Anthropocene Alliance Mutual Aid Fund
In Fall 2021, a group of frontline leaders from Anthropocene Alliance met to establish a Mutual Aid Fund. Thanks to their care and dedication, the fund is now launched.
The fund provides up to $2,000 in pre and post-disaster relief. The money can be used for items such as gift cards, hotel and other emergency housing, generators, drinking water, cleaning and sanitation goods, baby supplies, materials for repairs, tools, food and clothing, transportation, and medical supplies.
100% of contributions to the Mutual Aid Fund will be distributed to impacted communities. The need is great and your support is greatly appreciated!
Please visit this page to learn more about the fund and steering committee.
Top illustration: Photographer unknown, Marian Anderson, opera singer, singing with hands clasped, and wearing a pin in the shape of the Royal Canadian Air Force pilot’s wing pin badge, (detail), 1942.
The child of working-class parents and the granddaughter of an enslaved man, Marian Anderson’s early life in Philadelphia was marked by hardship and discrimination. Despite possessing extraordinary vocal talents, she was denied a place in a local music academy due to the color of her skin. She nevertheless persevered, and with the love and support of family, friends, her Baptist Church, and later benefactors including Julius Rosenwald and Eleanor Roosevelt, she attracted the attention of major composers, conductors, and impresarios. By the late 1930s, she was generally considered among the greatest vocalists in the world.
Nevertheless, Anderson continued to face prejudice at home. In 1939, the racist Daughters of the American Revolution denied her the opportunity to sing at Constitution Hall in segregated Washington D.C. The refusal led to mass demonstrations and the hasty organization of a triumphant recital on the steps of the Lincoln Memorial before 75,000 people. That event was partially reprised 24 years later when Anderson sang on the same spot as part of the March on Washington for Jobs and Freedom, best known as the civil rights rally at which Martin Luther King gave his “I Have a Dream” speech. Anderson performed an immensely moving version of the Black spiritual, “He’s Got the Whole World in his Hands.”

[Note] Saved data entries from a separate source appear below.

PR #4958, opened 2024-07-10
[ENHANCEMENT] [MER-3396] Async project export to fix gateway timeout

eliknebel:
https://eliterate.atlassian.net/browse/MER-3396

This PR fixes an issue with exporting very large courses where the export processing takes longer than a browser connection (and default Phoenix/cowboy) can handle, resulting in a Gateway Timeout error and no way to download the export for a course.

Adjusting the HAProxy setting to a longer time window did not fix the issue on stellarator, so this required a code fix.

Now the export process is handled as a asynchronous background job using the existing AsyncExporter module. It will be important that users understand that in order to get the latest version of their project, they must first "Regenerate" before clicking the download button. This is likely not the best UX, but will work for the short term and unblocks the ability to download large projects.

When a job is in progress, a spinner is shown .
Screenshot 2024-07-10 at 12 27 22 PM

When finished, LiveViews are notified and the exported project can be download via S3 link.
Screenshot 2024-07-10 at 12 27 30 PM

### DIFF
--- a/lib/oli/authoring/course.ex
+++ b/lib/oli/authoring/course.ex
@@ -563,46 +563,6 @@ defmodule Oli.Authoring.Course do
   end
 
   @doc """
-  Generates a project export for the given project if one is not already in progress
-  """
-  def generate_project_export(project) do
-    case project_export_status(project) do
-      {:in_progress} ->
-        {:error, "Project export is already in progress"}
-
-      _ ->
-        generate_project_export!(project)
-    end
-  end
-
-  defp generate_project_export!(project) do
-    %{project_slug: project.slug}
-    |> Oli.Authoring.ProjectExportWorker.new()
-    |> Oban.insert()
-  end
-
-  def project_export_status(project) do
-    if export_in_progress?(project.slug, "project_export") do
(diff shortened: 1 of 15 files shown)


lib/oli/authoring/course.ex
```diff
@@ -550,6 +562,46 @@ defmodule Oli.Authoring.Course do
...
+    case project_export_status(project) do
+      {:in_progress} ->
+        {:error, "Project export is already in progress"}
+
+      _ ->
+        generate_project_export!(project)
+    end
+  end
+
+  defp generate_project_export!(project) do
```
darrensiegel, line 578: This function introduces a bidirectional dependency between this module and the `ProjectExportWorker` module.  Instead, I'd suggest just placing this function directly within the `ProjectExportWorker` module.

darrensiegel (changes requested):

lib/oli/authoring/course.ex
eliknebel: Good catch, fixed

darrensiegel (approved):

PR #4964, opened 2024-07-11
[ENHANCEMENT] [MER-3503] Add support for accessing research consent form

eliknebel:
https://eliterate.atlassian.net/browse/MER-3503

Adds support for accessing research consent form from the user menu in delivery.

System admin can configure whether or not to use the consent form for direct delivery at the system level under Feature Flags. LTI users consent form will still be driven by the institution-specific setting.
Screenshot 2024-07-11 at 5 16 21 PM

If enabled, a "Research Consent" link will show in the user menu, which takes the user to the consent form where the previous set value for the user selection is shown. If not set, the value will default to "I Agree".
Screenshot 2024-07-11 at 5 18 00 PM

I tested the different scenarios including direct delivery student, LTI launch from Canvas as both instructor and student.


darrensiegel (approved):
Excellent work!

PR #4966, opened 2024-07-12
[BUG FIX] [MER-3010] fixes sparse likert and multiple likert attempts

rgachuhi:
This PR addresses two issues:

- Resetting and retaking a survey likert causes the report to throw an internal server error.
- If you miss an answer in the Likert, the report throws an internal server error.


eliknebel (approved):
Looks good. Tested, resolves the issues identified

PR #5645, opened 2025-05-30
[FEATURE] [MER-4270] Adds support for save and preview of schedule and agenda

rgachuhi:
[MER-4270](https://eliterate.atlassian.net/jira/software/c/projects/MER/boards/2?selectedIssue=MER-4270)

This PR introduces a new **“View” button** to the scheduling toolbar, enabling instructors to preview how students will see the **Agenda** and **Schedule** based on the current scheduling configuration.

### Key Features

- Added **“View” button** between “Expand all” and “Clear” on the schedule tab toolbar.
- Clicking the button opens a **dropdown with two options**:
  - **View Agenda**
  - **View Schedule**
- Selecting an option opens the corresponding **student-facing view in a new tab** using the last saved schedule.
- If unsaved changes exist, a **confirmation modal** is shown:
  - **“Keep editing”** brings the user back to the scheduling tool.
  - **“View without saving”** proceeds with the last saved data.

[MER-4270]: https://eliterate.atlassian.net/browse/MER-4270?atlOrigin=eyJpIjoiNWRkNTljNzYxNjVmNDY3MDlhMDU5Y2ZhYzA5YTRkZjUiLCJwIjoiZ2l0aHViLWNvbS1KU1cifQ

### DIFF
--- a/assets/src/apps/scheduler/ScheduleEditor.tsx
+++ b/assets/src/apps/scheduler/ScheduleEditor.tsx
@@ -139,7 +139,7 @@ export const ScheduleEditor: React.FC<SchedulerProps> = ({
 
   const { Modal: unsavedModal, showModal: showUnsavedModal } = useBackdropModal(
     <div>
-      <p>Viewing your schedule requires that you save all changes first.</p>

He’s got everybody here in His hands
He’s got you and me, brother, in His hands
He’s got you and me, sister, in His hands
He’s got everybody here in His hands
He’s got the whole world
He’s got the whole world in His hands
Though the pronoun “He” refers to God or Jesus Christ, the imagery is not so much of divine munificence as of human unity and mutual aid, conveyed by the imagery of cradling hands. That same message was reiterated a little later of course, by King when he said he dreamed that: “one day right down in Alabama little black boys and black girls will be able to join hands with little white boys and white girls as sisters and brothers.”
The photo of Marian Anderson, part of the U.S. Farm Security Administration/Office of War Information collection at the Library of Congress in Washington D.C., shows the singer frontally and nearly half-length, with hands clasped together, the better to sing from the chest or diaphragm. But the gesture of interlocked hands, a motif with a long history in art, was not only about vocal discipline. It also suggests prayer, hopefulness, interdependence, and mutuality. Mutual aid is not charity – the bestowal of something of value by the rich to the poor. It’s an expression of the idea, also expressed in King’s speech, that “we cannot walk alone,” and that the freedom of one is dependent upon the freedom of all. That sentiment is even more essential today as we confront a global environmental and climate crisis.